*** Block opens ***

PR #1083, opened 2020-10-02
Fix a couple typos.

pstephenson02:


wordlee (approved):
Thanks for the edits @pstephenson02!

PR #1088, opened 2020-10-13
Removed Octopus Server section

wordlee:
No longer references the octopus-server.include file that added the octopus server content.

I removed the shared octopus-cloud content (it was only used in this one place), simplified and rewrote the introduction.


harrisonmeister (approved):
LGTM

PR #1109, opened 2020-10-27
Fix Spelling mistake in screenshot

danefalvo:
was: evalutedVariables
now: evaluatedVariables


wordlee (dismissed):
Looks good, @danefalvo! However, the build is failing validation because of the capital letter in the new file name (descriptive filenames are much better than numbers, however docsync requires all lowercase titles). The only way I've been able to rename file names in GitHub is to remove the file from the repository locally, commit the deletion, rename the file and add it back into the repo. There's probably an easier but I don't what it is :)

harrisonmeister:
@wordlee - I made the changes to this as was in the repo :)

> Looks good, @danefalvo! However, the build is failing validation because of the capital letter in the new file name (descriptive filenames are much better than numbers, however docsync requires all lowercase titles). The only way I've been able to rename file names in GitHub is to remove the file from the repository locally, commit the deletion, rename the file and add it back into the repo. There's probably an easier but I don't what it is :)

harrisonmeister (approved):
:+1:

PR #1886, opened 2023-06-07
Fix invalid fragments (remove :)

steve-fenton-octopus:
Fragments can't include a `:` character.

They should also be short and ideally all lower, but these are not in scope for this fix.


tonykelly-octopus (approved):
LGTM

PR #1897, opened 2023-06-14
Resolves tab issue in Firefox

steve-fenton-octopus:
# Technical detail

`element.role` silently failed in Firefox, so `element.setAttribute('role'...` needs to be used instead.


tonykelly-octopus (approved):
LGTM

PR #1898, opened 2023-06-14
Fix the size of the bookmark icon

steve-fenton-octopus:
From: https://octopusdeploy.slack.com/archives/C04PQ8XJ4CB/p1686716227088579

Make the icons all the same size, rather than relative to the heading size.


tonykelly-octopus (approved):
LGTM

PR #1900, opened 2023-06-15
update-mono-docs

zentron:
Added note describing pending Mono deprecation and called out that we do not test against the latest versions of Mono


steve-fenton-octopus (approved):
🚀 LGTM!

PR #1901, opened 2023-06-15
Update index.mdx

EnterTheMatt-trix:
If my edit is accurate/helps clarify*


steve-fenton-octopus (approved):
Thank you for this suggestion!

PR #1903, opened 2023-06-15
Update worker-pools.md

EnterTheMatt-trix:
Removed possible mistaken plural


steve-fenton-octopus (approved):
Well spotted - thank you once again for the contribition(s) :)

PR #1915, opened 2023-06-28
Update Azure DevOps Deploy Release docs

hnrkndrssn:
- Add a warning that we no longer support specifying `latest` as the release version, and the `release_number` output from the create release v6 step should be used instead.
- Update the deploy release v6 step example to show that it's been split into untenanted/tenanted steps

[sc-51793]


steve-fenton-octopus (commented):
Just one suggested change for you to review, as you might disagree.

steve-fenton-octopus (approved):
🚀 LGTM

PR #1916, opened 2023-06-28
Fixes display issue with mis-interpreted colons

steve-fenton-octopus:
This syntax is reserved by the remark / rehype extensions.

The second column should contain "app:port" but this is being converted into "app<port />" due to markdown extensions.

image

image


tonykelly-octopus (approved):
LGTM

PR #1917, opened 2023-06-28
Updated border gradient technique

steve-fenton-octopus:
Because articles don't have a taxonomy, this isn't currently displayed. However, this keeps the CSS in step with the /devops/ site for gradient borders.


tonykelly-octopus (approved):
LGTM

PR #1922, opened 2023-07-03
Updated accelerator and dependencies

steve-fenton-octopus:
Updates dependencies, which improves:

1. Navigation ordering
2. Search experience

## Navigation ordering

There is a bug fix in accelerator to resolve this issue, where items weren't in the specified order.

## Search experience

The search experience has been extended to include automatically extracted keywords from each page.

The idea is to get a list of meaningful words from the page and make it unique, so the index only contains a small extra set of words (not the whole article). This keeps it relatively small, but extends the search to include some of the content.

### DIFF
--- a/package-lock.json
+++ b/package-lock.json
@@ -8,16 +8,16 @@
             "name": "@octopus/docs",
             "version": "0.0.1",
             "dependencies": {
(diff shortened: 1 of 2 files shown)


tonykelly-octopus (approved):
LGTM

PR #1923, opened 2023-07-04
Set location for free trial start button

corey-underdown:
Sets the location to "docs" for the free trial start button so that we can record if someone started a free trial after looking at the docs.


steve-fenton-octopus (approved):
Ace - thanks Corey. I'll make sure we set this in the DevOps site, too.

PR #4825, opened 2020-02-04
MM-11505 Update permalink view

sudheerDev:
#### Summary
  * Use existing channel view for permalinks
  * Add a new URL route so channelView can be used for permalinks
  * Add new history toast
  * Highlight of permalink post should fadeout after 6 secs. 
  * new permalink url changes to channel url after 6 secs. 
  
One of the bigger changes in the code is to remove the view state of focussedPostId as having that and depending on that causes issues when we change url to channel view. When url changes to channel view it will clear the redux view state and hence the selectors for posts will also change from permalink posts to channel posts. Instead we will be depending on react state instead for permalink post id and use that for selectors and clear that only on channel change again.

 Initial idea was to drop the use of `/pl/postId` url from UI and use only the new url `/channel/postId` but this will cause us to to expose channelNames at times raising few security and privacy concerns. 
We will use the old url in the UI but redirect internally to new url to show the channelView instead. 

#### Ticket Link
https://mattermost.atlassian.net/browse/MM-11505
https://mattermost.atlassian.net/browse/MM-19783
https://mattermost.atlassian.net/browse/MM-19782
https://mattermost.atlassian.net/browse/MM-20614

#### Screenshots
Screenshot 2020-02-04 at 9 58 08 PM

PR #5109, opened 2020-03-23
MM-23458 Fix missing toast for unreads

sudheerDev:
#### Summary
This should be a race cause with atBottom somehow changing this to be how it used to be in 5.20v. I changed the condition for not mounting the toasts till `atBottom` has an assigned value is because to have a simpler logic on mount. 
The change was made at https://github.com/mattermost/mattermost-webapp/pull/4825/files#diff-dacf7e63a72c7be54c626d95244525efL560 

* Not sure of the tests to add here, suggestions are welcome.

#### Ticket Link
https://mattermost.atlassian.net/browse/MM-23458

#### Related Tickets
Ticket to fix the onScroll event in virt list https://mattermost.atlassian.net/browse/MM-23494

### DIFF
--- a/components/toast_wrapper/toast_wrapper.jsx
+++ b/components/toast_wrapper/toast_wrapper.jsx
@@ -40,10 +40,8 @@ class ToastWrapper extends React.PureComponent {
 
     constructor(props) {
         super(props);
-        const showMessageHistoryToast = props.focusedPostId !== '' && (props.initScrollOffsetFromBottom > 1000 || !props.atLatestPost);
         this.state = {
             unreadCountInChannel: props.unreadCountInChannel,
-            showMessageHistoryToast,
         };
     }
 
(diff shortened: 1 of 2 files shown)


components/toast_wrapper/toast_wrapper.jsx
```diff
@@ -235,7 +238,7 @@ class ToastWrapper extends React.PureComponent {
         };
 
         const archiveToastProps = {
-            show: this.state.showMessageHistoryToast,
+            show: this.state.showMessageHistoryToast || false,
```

*** Block closes ***

# [About this task]
In the entries above, identify every line with the word "Navigation". Copy those lines.

# [Final answer]
1. Navigation ordering
## Navigation ordering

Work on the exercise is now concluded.